## TASK REQUIREMENTS
Search each line below for "store", then return the lines where it appears.

• • • • • • •

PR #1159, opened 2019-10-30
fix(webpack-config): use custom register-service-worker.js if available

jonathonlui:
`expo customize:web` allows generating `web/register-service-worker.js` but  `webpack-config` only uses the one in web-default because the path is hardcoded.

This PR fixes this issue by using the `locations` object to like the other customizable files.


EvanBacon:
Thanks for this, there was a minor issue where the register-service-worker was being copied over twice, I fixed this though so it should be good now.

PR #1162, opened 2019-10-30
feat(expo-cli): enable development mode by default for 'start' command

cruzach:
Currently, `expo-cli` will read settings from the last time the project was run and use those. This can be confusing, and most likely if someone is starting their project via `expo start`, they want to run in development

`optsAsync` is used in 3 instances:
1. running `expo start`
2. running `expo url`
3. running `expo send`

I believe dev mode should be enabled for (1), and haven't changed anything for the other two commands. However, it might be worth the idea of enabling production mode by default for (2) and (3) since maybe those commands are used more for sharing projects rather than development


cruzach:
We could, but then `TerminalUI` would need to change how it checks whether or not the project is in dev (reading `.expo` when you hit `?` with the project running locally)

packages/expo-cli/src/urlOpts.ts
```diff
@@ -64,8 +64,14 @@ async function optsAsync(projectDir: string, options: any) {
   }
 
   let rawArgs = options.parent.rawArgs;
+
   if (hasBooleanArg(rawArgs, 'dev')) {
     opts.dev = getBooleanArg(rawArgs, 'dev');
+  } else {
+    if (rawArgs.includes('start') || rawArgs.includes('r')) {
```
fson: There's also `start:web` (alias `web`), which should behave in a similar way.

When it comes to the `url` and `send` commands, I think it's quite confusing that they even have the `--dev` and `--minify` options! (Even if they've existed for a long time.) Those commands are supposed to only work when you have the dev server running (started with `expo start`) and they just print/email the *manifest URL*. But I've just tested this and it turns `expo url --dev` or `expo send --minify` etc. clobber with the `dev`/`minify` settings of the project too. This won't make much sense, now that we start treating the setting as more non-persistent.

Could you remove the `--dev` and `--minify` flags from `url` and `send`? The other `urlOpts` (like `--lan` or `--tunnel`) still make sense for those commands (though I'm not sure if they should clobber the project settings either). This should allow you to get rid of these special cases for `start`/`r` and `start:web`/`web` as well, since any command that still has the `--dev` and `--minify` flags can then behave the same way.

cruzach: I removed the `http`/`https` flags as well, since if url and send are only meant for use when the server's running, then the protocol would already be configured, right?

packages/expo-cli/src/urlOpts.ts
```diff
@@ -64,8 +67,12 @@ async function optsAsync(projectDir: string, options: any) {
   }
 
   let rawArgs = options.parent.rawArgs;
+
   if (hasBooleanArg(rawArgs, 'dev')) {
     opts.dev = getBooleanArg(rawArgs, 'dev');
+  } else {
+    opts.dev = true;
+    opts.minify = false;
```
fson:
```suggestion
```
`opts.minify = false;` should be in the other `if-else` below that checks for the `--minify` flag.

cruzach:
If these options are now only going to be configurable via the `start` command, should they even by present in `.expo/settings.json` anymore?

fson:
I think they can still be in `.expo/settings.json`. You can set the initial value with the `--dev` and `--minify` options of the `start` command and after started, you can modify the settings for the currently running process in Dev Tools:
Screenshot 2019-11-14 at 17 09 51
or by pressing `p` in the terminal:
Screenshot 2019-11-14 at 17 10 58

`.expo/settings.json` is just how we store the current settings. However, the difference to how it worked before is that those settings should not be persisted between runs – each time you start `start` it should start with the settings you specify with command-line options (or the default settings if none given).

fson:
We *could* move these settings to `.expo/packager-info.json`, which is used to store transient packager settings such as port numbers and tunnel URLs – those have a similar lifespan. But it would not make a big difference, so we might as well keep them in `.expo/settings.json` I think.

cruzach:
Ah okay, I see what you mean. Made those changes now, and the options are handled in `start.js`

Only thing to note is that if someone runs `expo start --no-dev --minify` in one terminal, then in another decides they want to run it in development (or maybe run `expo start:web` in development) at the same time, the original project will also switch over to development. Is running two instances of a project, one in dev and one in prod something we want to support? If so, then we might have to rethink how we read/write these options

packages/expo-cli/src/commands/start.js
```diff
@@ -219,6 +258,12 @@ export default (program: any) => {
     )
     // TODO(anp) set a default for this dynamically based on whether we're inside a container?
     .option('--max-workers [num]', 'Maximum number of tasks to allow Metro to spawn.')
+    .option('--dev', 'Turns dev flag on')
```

• • • • • • •

## ANSWER TO THE PROBLEM
`.expo/settings.json` is just how we store the current settings. However, the difference to how it worked before is that those settings should not be persisted between runs – each time you start `start` it should start with the settings you specify with command-line options (or the default settings if none given).
We *could* move these settings to `.expo/packager-info.json`, which is used to store transient packager settings such as port numbers and tunnel URLs – those have a similar lifespan. But it would not make a big difference, so we might as well keep them in `.expo/settings.json` I think.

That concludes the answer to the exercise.